I stared after him long after he disappeared.

I didn’t think I’d ever seen his face get soft like that but I figured I didn’t because it was definitely a look I’d never forget seeing.

I pulled myself together, dropped the knife, wiped my hands on a towel and walked to the bedroom.

The curtains were up. They were to-the-floor, dark denim with loops at the top that were hooked over rusty-looking thin, square rods that had killer jagged ends. Tate had two big windows in his bedroom, one facing the front of the house, one the side, the bathroom and walk-in closet took the back of the room. The curtains transformed it. The new sheets and comforter were one thing but the curtains offered a big slash of color, giving the room personality, making it homier and making the big room seem almost cozy.

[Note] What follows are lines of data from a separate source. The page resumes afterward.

PR #1119, opened 2024-03-11
Update quick_setup.sh to fix vanishing mlir_aie wheel

jgmelber:


jgmelber:
@makslevental do you have any idea why the other wheel would disappear?

PR #1123, opened 2024-03-13
Passthrough microbenchmark

andrej:


andrej:
Still a work in progress. I have yet to try @singagan's suggestions on how to get performance up.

All the room needed now was a paint job (the walls were a little tired and I thought a nice, warm, pale blue would be awesome, maybe with a terracotta accent wall); blinds (because with those dark curtains closed, it would be a blackout situation); and some pictures on the walls.

And I knew exactly what picture would be perfect.

I’d seen it through the window of one of the biker shops in town. A large frame around which was a sepia photo of two bikers riding side by side into town. There was no one on the straight road for as far as the eye could see except those bikers, they had their backs to the camera and to their side was the sign that was still there that read “Welcome to Carnal”. Even though the bikes were older, the picture taken probably decades ago, the long Main Street of Carnal lay in front of the bikers and it didn’t look much different. When I’d spied it, I’d stopped and studied it through the shop window. It was awesome and it would be perfect over Tate’s bed.

Buster pranced in and jumped up on the bed. She stood there, blinking at me, her tail swishing then she blinked at the curtains at the window facing the bed that had a view out the front of the house. Then she collapsed on a flank, stretched out her other flank and delicately licked her foot.

I decided to take that as approval.

Tate sauntered in.

“They look great,” I told him.

“Yeah,” he agreed, coming to stand by me.

I twisted my head to look up at him. “Now you need some venetian blinds,” I informed him. “Just in case you don’t want blackout conditions but still want to mute the light.”